Challenges by the Dissent
In her dissent, the late Justice Ginsburg challenged the necessity of the Court’s Free Exercise analysis. In her opinion, Supreme Court precedent required that a Petitioner demonstrate how “differential treatment” burdened their religious exercise. Because the Montana Supreme Court’s decision invalidated the scholarship program in its entirety (impacting all private school students, religious and non-religious), in her view, the State’s constitutional violation had been remedied without Supreme Court action.

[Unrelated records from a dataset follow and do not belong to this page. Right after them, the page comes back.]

PR #972, opened 2025-07-24
chore: add "do not close this page" to mainchain submarine/chain swap…

kilrau:
Having one or two support cases about this every week. Let's see if this helps at least a lil bit. Also switched 24h-> 12h.

Before and after:
image

## Summary by CodeRabbit

* **Bug Fixes**
  * Updated warning messages during swaps to clarify that the page must remain open for the swap to complete, across all supported languages.
  * Improved Portuguese translation for the transaction status message.

* **Refactor**
  * Simplified the swap warning display logic for a more consistent user experience.

### DIFF
--- a/src/status/TransactionConfirmed.tsx
+++ b/src/status/TransactionConfirmed.tsx
@@ -88,9 +88,6 @@ const TransactionConfirmed = () => {
                 <div>
                     <h2>{t("tx_confirmed")}</h2>
                     <p>{t("tx_ready_to_claim")}</p>
-                    <Show when={[SwapType.Chain].includes(swap().type)}>
-                        <h3>{t("tx_in_mempool_warning")}</h3>
-                    </Show>
                     <LoadingSpinner />
                 </div>
             }>
--- a/src/i18n/i18n.ts
+++ b/src/i18n/i18n.ts
@@ -125,7 +125,7 @@ const dict = {
         tx_in_mempool: "Transaction is in mempool",
         tx_in_mempool_subline: "Waiting for confirmation to complete the swap.",
         tx_in_mempool_warning:
-            "Please keep this tab open until the swap completed!",
+            "Keep this page open, otherwise your swap can't complete!",
         expired: "Swap expired!",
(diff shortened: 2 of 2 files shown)


kiocos:
Do you know when users typically close the webapp?
I suspect they don't actually close at this stage, but only after they see the loading animation "waiting for confirmation". If this is the case, I guess adding a warning at that stage could be more effective, especially because we have less going on.

If not, maybe we can still separate this new text into two sentences to make it look cleaner. I can give it a try implementing one of these (or both) suggestions if you want.

kiocos:
@kilrau how about this?

The title "Transaction is in mempool" is redundant with the status, so I replaced it with the "Please keep this tab open" message. 

Before
image

After
image

image

I noticed we actually did something similar before, but for mobile browsers only: https://github.com/BoltzExchange/boltz-web-app/pull/897

src/status/TransactionConfirmed.tsx
```diff
@@ -88,6 +88,12 @@ const TransactionConfirmed = () => {
                 <div>
                     <h2>{t("tx_confirmed")}</h2>
                     <p>{t("tx_ready_to_claim")}</p>
+                    <Show
+                        when={[SwapType.Chain, SwapType.Reverse].includes(
+                            swap().type,
+                        )}>
+                        <h3>{t("tx_in_mempool_warning")}</h3>
+                    </Show>
```
michael1011, line 96: Why should we show this warning here too? Claiming swaps should be almost instant

kilrau: True, but also doesn't matter then doesn't it? Maybe even nicer too keep the warning to avoid a visual "jump" of text when the state switches to `Claiming...`

kilrau: Ah you mean for Reverse Swaps. Good point. Useful for https://github.com/BoltzExchange/boltz-web-app/issues/346, but not when user accepts 0-conf.

michael1011 (approved):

Another dissent, authored by Justice Breyer, questioned the Majority’s reliance on Trinity Lutheran. Justice Breyer distinguished Espinoza from Trinity Christian, finding the facts in Espinoza closer to the Locke v. Davey, 540 U.S. 712, 124 S. Ct. 1307 (2003). In Locke, the Supreme Court upheld a Washington State law that “offered taxpayer-funded scholarships to college students” on the condition that they “not pursue degrees that were ‘devotional in nature or designed to induce religious belief.’” The Court reasoned that Washington’s program was permissible under the Free Exercise Clause because the State had chosen not “to fund a distinct category of instruction” that was “essentially religious.” In Justice Breyer’s opinion, like in Locke, the Montana legislature had decided not to fund a scholarship program for a religious education designed primarily to “induce religious faith,” which was quantifiably different than Trinity Christian, where a state decided to exclude a religious pre-school from obtaining funds for improving playground equipment.
Back to Court in Montana
Montana’s state courts and legislature are now left to reconcile the future of tuition assistance programs for parents of private school children in Montana. The Court’s holding in Espinoza makes clear that parents of private religious schools should be on equal footing with parents of non-religious private schools in the receipt of public aid allocated by the State’s legislature. However, as both the majority and the dissent recognized, government funded tuition assistance for private schools is not mandatory under state or federal law, and Montana’s legislature may very well abandon or re-write central provisions of the scholarship program altogether.
For now, Espinoza continues to refine the contours of the Court’s private school-public aid jurisprudence within the joints of the Establishment Clause and the Free Exercise Clause, providing fodder for further experimentation of taxpayer subsidy programs for non-public schools across the country.
* The author is a graduate of the UNC School of Law and former Executive Editor at FALR who practices education law in North Carolina.